Even over the last two days you've seen a shifting of perspective as all the drama and angst of recent months recedes before the reality of final passage. There's no denying this is certainly the biggest and by almost any definition the first major social legislation in the United States in almost five decades. (Congress passed Medicare in 1965.)
Today, when David Frum wrote that this was turning out to be the GOP's Waterloo, he had two interlocking points -- one focused on policy, another political.
The US has had several runs with major pieces of social legislation. And the record is that they don't get repealed. They're expanded and become embedded in the national political economy. That was what was at the heart of Bill Kristol's famous (or infamous) memo on reform from 1994. Once Health Care reform is passed; the middle class will like it. And there will be no repealing or doing away with it. And its success would create a new generation of Democrats. That was his fear.
To that end, Frum's policy point was, who cares if the Republicans take back Congress? Majorities come and go. But reform is permanent. For conservatives it's a catastrophic development and if they'd actually been part of the dialog they probably could have gotten a bill much more to their liking. The second point is political, though he's less clear in this case. Republicans, he says, are probably overestimating their chances this fall in any case.
I'm far from wanting to hazard a prediction. But I've thought for a while that this is right. Seven months is always a long time in politics. But this seven months particularly could be very long indeed.
I was in DC last week. And I was again struck, as I used to be when I lived there (1999-2004), by the powerful group-think that affects the place. It's really no different than you'd see in any other company town. But it's pervasive and hard to escape. When I was training down I read an update from a campaign watcher whose work I normally greatly respect. He clearly believed that Health Care Reform was not only a catastrophe for Democrats but that the actual passage of the bill would have no political effect. According to him, we're on pretty much a straight line between today and the November elections.

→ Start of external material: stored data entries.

PR #217, opened 2020-12-03
HTML-765 - Followup fix to EncounterDetailSubmissionElement and Singl…

mseaton:
…eOptionWidget to ensure the right set of options are configured given initial and default values for encounter location and provider widgets.

### DIFF
--- a/api/src/main/java/org/openmrs/module/htmlformentry/element/EncounterDetailSubmissionElement.java
+++ b/api/src/main/java/org/openmrs/module/htmlformentry/element/EncounterDetailSubmissionElement.java
@@ -198,62 +198,41 @@ public class EncounterDetailSubmissionElement implements HtmlGeneratorElement, F
 						}
 					}
 				}
-				
-				// Otherwise, use default options appropriate to the underlying OpenMRS version
+				// Otherwise, use default options
 				else {
-					if (openmrsVersionDoesNotSupportProviders()) {
-						// limit to users with the default OpenMRS PROVIDER role,
-						String defaultRole = RoleConstants.PROVIDER;
-						Role role = Context.getUserService().getRole(defaultRole);
-						if (role != null) {
-							users = Context.getService(HtmlFormEntryService.class).getUsersAsPersonStubs(role.getRole());
-						}
-						// If this role isn't used, default to all Users
-						if (users.isEmpty()) {
-							users = Context.getService(HtmlFormEntryService.class).getUsersAsPersonStubs(null);
-						}
-					} else {
-						// in OpenMRS 1.9+, get all suitable providers
-						users = getAllProvidersThatArePersonsAsPersonStubs();
-					}
+					users = getAllProvidersThatArePersonsAsPersonStubs();
 				}
 				
 				for (PersonStub personStub : users) {
-					
-					Option option = new Option(StringEscapeUtils.escapeHtml(personStub.toString()),
-					        personStub.getId().toString(), false);
+					String optionLabel = StringEscapeUtils.escapeHtml(personStub.toString());
+					Option option = new Option(optionLabel, personStub.getId().toString(), false);
 					providerUsers.add(option);
 				}
 				providerOptions.addAll(providerUsers);
-				
 			}
 			
-			// Set default values as appropriate
-			Person defaultProvider = null;
-			Option defProviderOption;
-			if (context.getExistingEncounter() != null) {
-				defaultProvider = EncounterCompatibility.getProvider(context.getExistingEncounter());
-				// this is done to avoid default provider being added twice due to that it can be added from the
-				// users = getAllProvidersThatArePersonsAsPersonStubs(); section with selected="false", therefore this can't be caught when
-				// searching whether the options list contains the 'defaultProvider'
-				boolean defaultOptionPresent = false;
-				if (defaultProvider != null) {
-					for (Option option : providerOptions) {
-						if (option.getValue().equals(defaultProvider.getId().toString())) {
-							defaultOptionPresent = true;
-							providerOptions.remove(option);
-							break;
-						}
-					}
-				}
-				if (defaultOptionPresent) {
-					defProviderOption = new Option(
-					        StringEscapeUtils.escapeHtml(defaultProvider.getPersonName().getFullName()),
-					        defaultProvider.getId().toString(), true);
-					providerOptions.add(defProviderOption);
-				}
-				
+			Collections.sort(providerOptions, new OptionComparator());
+			
+			if (("autocomplete").equals(parameters.get("type"))) {
+				providerWidget.addOption(new Option());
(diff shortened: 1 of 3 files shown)


api/src/main/java/org/openmrs/module/htmlformentry/element/EncounterDetailSubmissionElement.java
```diff
@@ -198,62 +198,41 @@ public EncounterDetailSubmissionElement(FormEntryContext context, Map<String, Ob
 						}
 					}
 				}
-				
-				// Otherwise, use default options appropriate to the underlying OpenMRS version
+				// Otherwise, use default options
 				else {
-					if (openmrsVersionDoesNotSupportProviders()) {
```
mseaton, line 204: We don't support these old versions any more, so I just removed these switch blocks while I was in here to make things cleaner

api/src/main/java/org/openmrs/module/htmlformentry/element/EncounterDetailSubmissionElement.java
```diff
@@ -198,62 +198,41 @@ public EncounterDetailSubmissionElement(FormEntryContext context, Map<String, Ob
...
-						users = getAllProvidersThatArePersonsAsPersonStubs();
-					}
+					users = getAllProvidersThatArePersonsAsPersonStubs();
 				}
 				
 				for (PersonStub personStub : users) {
-					
-					Option option = new Option(StringEscapeUtils.escapeHtml(personStub.toString()),
-					        personStub.getId().toString(), false);
+					String optionLabel = StringEscapeUtils.escapeHtml(personStub.toString());
```
mseaton, line 207: Non functional, just moving things to fit on lines better

api/src/main/java/org/openmrs/module/htmlformentry/element/EncounterDetailSubmissionElement.java
```diff
@@ -198,62 +198,41 @@ public EncounterDetailSubmissionElement(FormEntryContext context, Map<String, Ob
...
 				}
 				providerOptions.addAll(providerUsers);
-				
 			}
 			
-			// Set default values as appropriate
-			Person defaultProvider = null;
-			Option defProviderOption;
-			if (context.getExistingEncounter() != null) {
-				defaultProvider = EncounterCompatibility.getProvider(context.getExistingEncounter());
```
mseaton, line 235: All of the code that deals with setting default values I have moved to the end of the section after all of the options are configured on the widget.

All of the removed code below here I refactored.  Whereas previously there was a lot of adding and removing options to avoid duplicates, now the addOption method + setInitialValue handle this and all of this is unnecessary.

api/src/main/java/org/openmrs/module/htmlformentry/element/EncounterDetailSubmissionElement.java
```diff
@@ -263,44 +242,26 @@ public EncounterDetailSubmissionElement(FormEntryContext context, Map<String, Ob
...
-				providerWidget
-				        .addOption(new Option(Context.getMessageSourceService().getMessage("htmlformentry.chooseAProvider"),
-				                "", !initialValueIsSet)); // if no initial or default value
-				
-				if (!providerOptions.isEmpty()) {
-					for (Option option : providerOptions) {
-						providerWidget.addOption(option);
-					}
-					
+			// Set the selected provider option appropriately
```
mseaton, line 260: Above, all of the options are added with selected = false.  This simply runs through them all and sets selected based on the initial value that was set.

api/src/main/java/org/openmrs/module/htmlformentry/element/EncounterDetailSubmissionElement.java
```diff
@@ -422,30 +383,10 @@ else if (parameters.get("order") != null) {
 				locations = removeLocationsNotEqualToOrDescendentOf(locations, ((Visit) context.getVisit()).getLocation());
 			}
 			
-			// Set default values
```
mseaton, line 425: Like the provider section, determining and setting initial/default values is moved later, after the options have been added to the widget

api/src/main/java/org/openmrs/module/htmlformentry/element/EncounterDetailSubmissionElement.java
```diff
@@ -422,30 +383,10 @@ else if (parameters.get("order") != null) {
...
-				if (!locations.contains(defaultLocation)) {
-					locations.add(defaultLocation);
-				}
-			}
-			
 			// now create the actual location options
 			for (Location location : locations) {
 				String label = HtmlFormEntryUtil.format(location);
-				Option option = new Option(label, location.getId().toString(), location.equals(defaultLocation));
+				Option option = new Option(label, location.getId().toString(), false);
```
mseaton, line 389: We don't have this information here, so we add the options with selected = false.  After everything is configured in a later section we iterate over the options and set selected appropriately

api/src/main/java/org/openmrs/module/htmlformentry/element/EncounterDetailSubmissionElement.java
```diff
@@ -461,12 +402,45 @@ else if (parameters.get("order") != null) {
...
 				if (!locationOptions.isEmpty()) {
-					for (Option option : locationOptions)
+					for (Option option : locationOptions) {
 						locationWidget.addOption(option);
+					}
+				}
+			}
+			
+			// Configure the initial value of the widget with any location value from an existing encounter
+			Location initialValue = null;
```
mseaton, line 415: We distinguish an "initialValue" from a "defaultValue".  An initialValue is one we want to configure and we want it to add an option if it is missing.  A defaultValue is one that we want to configure as the default selected value if the value is one of the existing options.  This is why these are now kept distinct.

api/src/main/java/org/openmrs/module/htmlformentry/widget/SingleOptionWidget.java
```diff
@@ -56,17 +56,7 @@ public void setInitialValue(Object initialValue) {
...
-				for (Option option : options) {
-					if (OpenmrsUtil.nullSafeEquals(option.getValue(), initialValueOption.getValue())) {
-						optionFound = true;
-					}
-				}
-			}
-			if (!optionFound) {
-				addOption(initialValueOption);
-			}
+			addOption(initialValueOption);
```
mseaton, line 59: This is in line with the comment that @mks-d made in the earlier PR / commit for this ticket.  All "addOption" should really be "addOptionIfMissing", since we never want to end up with duplicate options in the list.  So this logic is moved into the addOption method

mogoodrich (approved):
LGTM, thanks @mseaton !  I'm going to go ahead and merge to fix the build...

Again, I don't want to paint any rosy pictures. And, as I said, I don't want to hazard any predictions. But I think this conventional wisdom is quite mistaken. Hard fought victories don't deplete political capital; they build it. And political wins themselves often have a catalyzing effect that shapes political opinion far more than we realize.
Make no mistake, it's a genuinely historic moment, a realization that only now seems to be dawning on people. And expect to have political repercussions far greater than people expect. But as I wrote earlier, even if they lose their majorities in November, they'll be able to say: This is what we used these majorities to do. And it was worth it.